Diese Zeit war wahrscheinlich die erfolgreichste seiner politischen Laufbahn. Zunächst milderte Kurz den von der Freiheitlichen Partei Österreichs (FPÖ) vergifteten Ton in der Einwanderungspolitik etwas ab, später wurde er selbst zu einem Verfechter eines harten Kurses. Während der Flüchtlingskrise setzte er die Schließung der Balkanroute durch, zunächst für sein Land und später als einheitliche EU-Strategie. Nach wie vor betont er, dass er aus eigener Überzeugung die "falsche Politik" der offenen Grenzen abgelehnt habe.

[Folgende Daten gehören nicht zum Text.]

PR #3712, opened 2024-05-15
Fix: Show loading state in WC input between pairing and receiving proposal

### LINKED ISSUE #3598: [WalletConnect] Loader disappears too early after pasting
- The loader should appear right after pasting
- And disappaear only after the proposal screen is shown or an auto-confirmed session is established

Slack thread: https://5afe.slack.com/archives/C0462F65CLD/p1713802598287739

### LINKED ISSUE #3731: Add timeout to WalletConnect proposal
## Bug description
Sometimes after pasting the WC pairing code, it will be stuck in the loading state until the user refreshes the page. 
Possibly because we do not receive a proposal back from WC.

## Environment
 - Browser: Chrome
 - Wallet: MetaMask
 - Chain: Ethereum mainnet

## Steps to reproduce
I was not able to reliably reproduce this, it appears to happen sporadically when using the WC widget.

## Expected result
- the connection should timeout and show and error message after a certain amount of time (eg. 30 seconds)

## Obtained result
The widget will be stuck in a loading state and the widget is unusable until the user refreshes the page.

jmealy:
## What it solves

Resolves #3598
Resolves #3731

## How this PR fixes it
After successfully pairing with wallet connect, and before receiving a proposal, keep the paste button in its loading state.
Only remove the loading state after the proposal is received and handled.

## How to test it
note: This bug only appears when Walletconnect is slow to send the proposal from their side.
- connect a safe to any dapp using walletconnect.
- after pasting the pairing code, the loading state should appear.
- the loading state should persist until the WC modal closes.

## Checklist

### DIFF
--- a/src/features/walletconnect/components/WalletConnectUi/index.tsx
+++ b/src/features/walletconnect/components/WalletConnectUi/index.tsx
@@ -5,7 +5,7 @@ import useWalletConnectSessions from '@/features/walletconnect/hooks/useWalletCo
 import { WalletConnectContext } from '@/features/walletconnect/WalletConnectContext'
 import useWcUri from '../../hooks/useWcUri'
 import WcHeaderWidget from '../WcHeaderWidget'
-import WcSessionManager from '../WcSessionMananger'
+import WcSessionManager from '../WcSessionManager'
 import { WalletConnectProvider } from '../WalletConnectProvider'
 
 const WalletConnectWidget = () => {
--- a/src/features/walletconnect/components/WcInput/index.tsx
+++ b/src/features/walletconnect/components/WcInput/index.tsx
@@ -48,6 +48,7 @@ const WcInput = ({ uri }: { uri: string }) => {
         await walletConnect.connect(val)
       } catch (e) {
         setError(asError(e))
+        setIsLoading(undefined)
       }
     },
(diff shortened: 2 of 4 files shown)


usame-algan (changes requested):
We are disabling certain buttons when loading is set to true so I think we need to set loading to undefined in `WcSessionManager` as soon as we receive a proposal otherwise the user can't click anything

Screenshot 2024-05-16 at 10 19 51

usame-algan:
As a future idea: We could also add a timer for the loading state and give the user more feedback if it takes too long after connecting and not receiving a proposal or when trying to use an invalid wc uri. Right now we are showing an infinite loading state until the user reloads the app.

jmealy:
> Yes, the change Usame requested is necessary for this to pass. I'll kick it back.
> 
> Also I don't think the timeout should be something to do in the future. Maybe a 30 secs timeout at least?

I fixed the disabled buttons and added in the timeout of 30 seconds. After it times out it shows this error:

image

usame-algan (approved):
Nice, thanks for implementing the timeout! 🚀 

@francovenica could you do a last check with the timeout? Good to go from my side!

francovenica:
LGTM

PR #3722, opened 2024-05-15
Fix: make safe app id an int

katspaugh:
## What it solves

Custom Safe Apps get a random id which might be a problem when validating messages.

### DIFF
--- a/src/services/safe-apps/manifest.ts
+++ b/src/services/safe-apps/manifest.ts
@@ -99,7 +99,7 @@ const fetchSafeAppFromManifest = async (
   const iconUrl = getAppLogoUrl(normalizedAppUrl, appManifest)
 
   return {
-    id: Math.random(),
+    id: Math.round(Math.random() * Math.pow(10, 18)),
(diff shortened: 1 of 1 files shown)


src/services/safe-apps/manifest.ts
```diff
@@ -99,7 +99,7 @@ const fetchSafeAppFromManifest = async (
   const iconUrl = getAppLogoUrl(normalizedAppUrl, appManifest)
 
   return {
-    id: Math.random(),
+    id: Math.round(Math.random() * Math.pow(10, 18)),
```
schmanu, line 102: This leads to a number space that can still include low numbers which are given to actual Safe apps.
Lets add a billion or so to the random number: `id: Math.round(1_000_000_000 + Math.random() * Math.pow(10, 18))` to avoid collisions.

schmanu (changes requested):

schmanu (approved):

liliya-soroka:
Verified , works with https://safe-apps-test-app.pages.dev/

PR #3724, opened 2024-05-16
fix: fetch single message if safe message is not in the messagesSlice

### LINKED ISSUE #3718: Fully signed message is not returned to the dapp if it's not on the 1st page from back-end
## Bug description
Fully signed message is not returned to the dapp if it's not on the 1st page from back-end

## Environment
 - Browser: Chrome
 - Wallet: MetaMask
 - Chain: Ethereum mainnet

## Steps to reproduce
 1. Connect https://app.eigenlayer.xyz/ via WC 
 2. sign T&C => sign off-chain message fully 
 3. doscinnest the https://app.eigenlayer.xyz/ app
 4. create many other messages, so the signed message from the https://app.eigenlayer.xyz/  appears on the 2nd page in the response from CGW
 5.  Connect https://app.eigenlayer.xyz/ via WC 
 6. sign T&C => try to sign
 Current result: The error that the message exists in the DB is displayed and there is no possibility to sign t&C to continue work with the dapp

Expected result: The fully signed message should be returned to the connected dapp regardless of pagination

schmanu:
## What it solves

Resolves #3718 

## How this PR fixes it
- Looks in the messageSlice and additionally fetches the message from the single message endpoint

## How to test it
- Sign 21+ messages in a Safe
- Then request the first message again

## Checklist

### DIFF
--- a/src/hooks/messages/useSafeMessage.ts
+++ b/src/hooks/messages/useSafeMessage.ts
@@ -1,10 +1,17 @@
 import { isSafeMessageListItem } from '@/utils/safe-message-guards'
-import type { SafeMessage } from '@safe-global/safe-gateway-typescript-sdk'
+import { type SafeMessage } from '@safe-global/safe-gateway-typescript-sdk'
 import { useState, useEffect } from 'react'
 import useSafeMessages from './useSafeMessages'
+import useAsync from '../useAsync'
+import useSafeInfo from '../useSafeInfo'
+import { fetchSafeMessage } from './useSyncSafeMessageSigner'
 
 const useSafeMessage = (safeMessageHash: string) => {
   const [safeMessage, setSafeMessage] = useState<SafeMessage | undefined>()
+
+  safeMessage?.type
+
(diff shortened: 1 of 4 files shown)


src/hooks/messages/useSafeMessage.ts
```diff
@@ -1,20 +1,32 @@
...
 import useSafeMessages from './useSafeMessages'
+import useAsync from '../useAsync'
+import useSafeInfo from '../useSafeInfo'
+import { fetchSafeMessage } from './useSyncSafeMessageSigner'
 
 const useSafeMessage = (safeMessageHash: string) => {
   const [safeMessage, setSafeMessage] = useState<SafeMessage | undefined>()
 
+  safeMessage?.type
+
```
katspaugh, line 13:
```suggestion
```

katspaugh (approved):
For posterity, this will always fetch the individual message from the backend, not only as a fallback, but es ist gut so.

liliya-soroka:
Verified.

Sieben Mal traf Kurz mit Wladimir Putin zusammen. In einem der Bücher, die über ihn geschrieben wurden, spricht der ehemalige Außenminister über die Jahre der entspannten Atmosphäre, Vier-Personen-Gespräche, die auf Deutsch geführt wurden, und ein Treffen in einem Raum mit Kamin, während es draußen minus 22 Grad hatte. Aber Putins Persönlichkeit ist nicht näher, Kurz nennt ihn "sehr kühl, diszipliniert und immer gut vorbereitet".
Die Zeit der Kanzlerin
Sebastian Kurz wurde 2017 im Alter von 31 Jahren zum österreichischen Bundeskanzler gewählt und im selben Jahr vom Time Magazine als einer von zehn "Next Generation Leaders" aufgeführt. Am Tag seines Wahlsiegs beschrieb die deutsche Zeitung Welt Kurz als "konservativ-liberalen, europäisch denkenden Politiker", dessen Aufstieg in vielerlei Hinsicht dem von Präsident Emmanuel Macron ähnelt. Die Schließung der Balkanroute war eine diplomatische Meisterleistung.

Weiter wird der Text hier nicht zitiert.